Le rêve du business inclusif

Oxfam demande aussi aux entreprises qu’elles incluent davantage de petits agriculteurs dans les filières formelles, en s’assurant qu’ils en bénéficieront : A cet égard, l’ONG reprend un des paradigmes dominants : pour aider les paysans du Sud à sortir de la pauvreté, le mieux serait de les intégrer dans des filières formalisées, à la place des marchés traditionnels (informels). Le potentiel est immense, puisqu’on recense 450 à 500 millions de petites fermes (moins de 2 ha) dans le monde. Sauf que l’inclusion ne bénéficiera, au mieux, « qu’à une petite minorité de ces agriculteurs : peut-être 2 à 10% », les plus éduqués et les moins éloignés des villes, d’après un ouvrage de l’institut IIED publié en novembre 2012 (« Small producer agency in the globalised market » ).

De plus, « l’inclusion dans le business des Big 10 ne signifie pas forcément une « haute valeur » pour les fournisseurs. Quand il s’agit de marchés très sensibles au prix et avec des exigences de qualité ou de conformité élevées, les petits paysans trouvent souvent des marchés plus lucratifs au niveau local ou régional », tempère le chercheur de l’IIED Bill Vorley, co-auteur du livre.

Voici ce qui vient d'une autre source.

Issue #2804, opened 2026-05-27
Agent SDK message reader has 1MB JSON buffer limit — large tool results crash agents with exit code 255


jwbron:
## Summary

The egg-agent runtime / Anthropic agent SDK message reader has a
hard-coded **1MB (1,048,576 bytes) JSON message buffer limit**. When a
tool result (e.g. `Bash` output from a deep `grep`, `git diff` of a large
diff, `Read` of a long file, MCP tool result with a substantial payload)
exceeds this limit, the JSON reader fails with:

```
Fatal error in message reader: Failed to decode JSON: JSON message
exceeded maximum buffer size of 1048576 bytes...
```

The agent then exits with **code 255**. The consensus-wrapper attempts
**up to 2 restarts** (per `Restarting (1/2)...` / `(2/2)...`); if both
restarts encounter the same overflow (or any other crash), the agent
stays dead and the phase BRC consensus stalls.

When this happens to multiple concurrent agents in the same phase
(common in implement slices with 8 reviewers + 3 producers all running
`grep` / `find` / `Read` on the same codebase), the phase enters
terminal `failed` status with no producer proposals reaching consensus.
This presents as:

- All N containers exit with code 255 within seconds of each other.
- `recent_messages` shows `OVERSEER_ALERT overseer_restart: overseer [info]`
  followed by `AGENT_FAILED` for one or more roles.
- `OVERSEER_ALERT stuck-phase-transition [high]` fires shortly after.
- A HITL `decision-N` is raised with options
  `[\"Retry phase\", \"Accept current state\", \"Abort phase\"]`.

## Observed on `issue-2777`

The SDLC pipeline cleaning up the sliced implement phase has hit this
**three times** in a single run:

1. **Plan phase crash, 2026-05-27 ~06:02 UTC** — all 5 plan-phase
   agents (architect, task_planner, risk_analyst, reviewer_plan,
   overseer) exited code 255 simultaneously. No clear root cause in
   logs at the time, but matches this pattern. Recovered via
   `restart_phase implement`.

2. **First implement-slice-1 crash, 2026-05-27 ~11:45 UTC** — all 8
   slice-1 agents exited code 255. Pipeline went `failed`; `decision-14`
   was raised. Operator selected \"Retry phase\" (which separately
   doesn't auto-invoke restart — see #2801). After explicit
   `restart_phase`, the slice re-spawned.

3. **Second implement-slice-1 crash, 2026-05-27 16:12 UTC** — coder
[...]

Issue #1762, opened 2026-04-21
Replace interactive mode with a generic custom-phase MCP primitive


jwbron:
## Motivation

The `egg` CLI's default path is an **interactive mode** (`run_claude()` in `sandbox/egg_lib/runtime.py:634`) that spawns a Claude Code session inside a sandboxed container, after bringing up gateway+orchestrator via `docker-compose`. This predates the MCP server and no longer earns its complexity.

All egg agents should be headless. A *host session* (Claude Code on the user's machine, or any MCP client) should trigger one-off agent work through the MCP server and consume the result — rather than users dropping into a sandboxed interactive Claude session.

The replacement primitive is a **custom phase**: a single phase run against a repo, with an explicitly specified subset of that phase's agent roles. BRC consensus always applies; degenerate rosters (one producer, no reviewers) short-circuit on the first proposal.

## What to remove

- `run_claude()` and its supporting code in `sandbox/egg_lib/runtime.py`
- The interactive default branch in `sandbox/egg_lib/cli.py:215` and flags that exist solely for interactive use (`--setup`, `--reset`, `--public`/`--private` session modes, `--compose --down/--build`)
- The Docker Compose base workflow: `sandbox/egg_lib/compose.py` and the compose paths in `bin/egg-deploy`. With k8s as the runtime for gateway+orchestrator, compose is no longer the deployment model.
- The interactive branch of `sandbox/entrypoint.py` (`run_interactive()` at line 1907, dispatch at line 2141) — entrypoint becomes exec-only.
- The `bin/egg` top-level binary entirely. It's a thin wrapper over `egg_lib.cli.main` whose only purpose is launching interactive mode. The other `bin/egg-*` scripts (`egg-deploy`, `egg-sdlc`, `egg-status`, `egg-pipeline-watch`, `egg-onboarding-docs`) are unaffected.

### Shape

Dans le cas d’une « inclusion » aux filières globales, le plus important serait d’avoir un contrat avec un prix minimum et d’être un acheteur fiable, qui s’engage dans la durée.

Thibault Lescuyer

*OXFAM : Organisation vouée à la coopération et à la solidarité internationale, non gouvernementale, sans but lucratif, non confessionnelle et non partisane.